Between tutoring, peer advising, two research projects, and three nontrivial technical classes, I never gave myself the time or energy to focus on anything. Even a lot of little things can pile up. In my classes, I didn’t bother to play around or tinker with the material enough to really understand it and gain essential insights. I just tried to finish my work up as soon as I could because there were always more deadlines just on the horizon. At the end of the semester, I found myself despising the material from any of my classes whenever I had to think about it, even though I would have found it perfectly fine and probably interesting in less stressful circumstances. My research and teaching suffered from a lack of devotion and energy left for them after dealing with my classes. As an undergraduate in these fields, while you can skate by with doing less, I feel that such a commitment isn’t worthwhile unless you really put in the effort – and I didn’t. My work was subpar for the most part, and I’m honestly disappointed in myself.

I also ended up questioning whether I’m cut out for a career involving research. While I can appear competent in bashing out code and equations, I have yet to do well at something without pressure, without significant guidance, or without someone telling me what to work on. My intuition and insight are outright poor for the more mathematically rigorous subjects I’ve encountered, which puts me at a disadvantage for contributing to machine learning and statistics. I still intend to apply to PhD programs in computer science (or closely related fields) in the fall, but I’ve been wondering whether going into industry as a software engineer or data scientist might be a better fit for my abilities and personality. A downside is that even though there are a lot a jobs for software engineers right now, it’s very easy to end up being a cog in the system, working on projects of minimal (or even negative) benefit to humanity, and I’m afraid of falling into that trap. As my college career starts to come to a close, this dilemma is becoming more important, so hopefully I’ve have more insight by the end of this summer.

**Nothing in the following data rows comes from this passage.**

PR #445, opened 2021-09-20
[no ticket] gcloud command to set integration cluster

jaycarlton:
Somehow my gcloud creds were pointing to the dev cluster instead of integration, which led to an error about not connecting to the IP address. h/t @mflinn-broad

### DIFF
--- a/service/local-dev/README.md
+++ b/service/local-dev/README.md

Despite my whining above, there were definitely good things in my semester. Peer advising and answering academic advising questions via email/Facebook made for great pressure relief when I was overwhelmed by technical work, and I think (I hope!) I ended up helping a good number of people. I managed to get the opportunity to spend my summer getting paid to do research in computational neuroscience, which I’m pretty excited about, since I know approximately zero actual neuroscience, other obligations won’t weigh me down, and I get to explore a new city. (OK, maybe Pittsburgh isn’t the best, but you make do with what you have.) I discovered that I like Earl Grey tea more than I thought I did (thanks, Asha!), and I experimented with cooking more than before (partially to procrastinate on work), producing meals both surprisingly good and disappointingly mediocre, but always enjoying myself. Finally, I couldn’t have made it through without friends willing to tolerate my existence, even when I complained incessantly about homework (while avoiding working on it) or tormented them with terrible singing. (Thanks to all of you!) Even with all my work surrounding me, there were still rays of light shining through, and I’m glad I was able to find some of them.

All in all, this semester has been educational in some sense, but I certainly would not choose to live through it again. It was an experiment in piling on too many commitments, more than I could reasonably handle, and it failed miserably. We’ll see if I learn my lessons; the final semesters of my undergraduate career draw near, and I really should make the little time I have left in college count.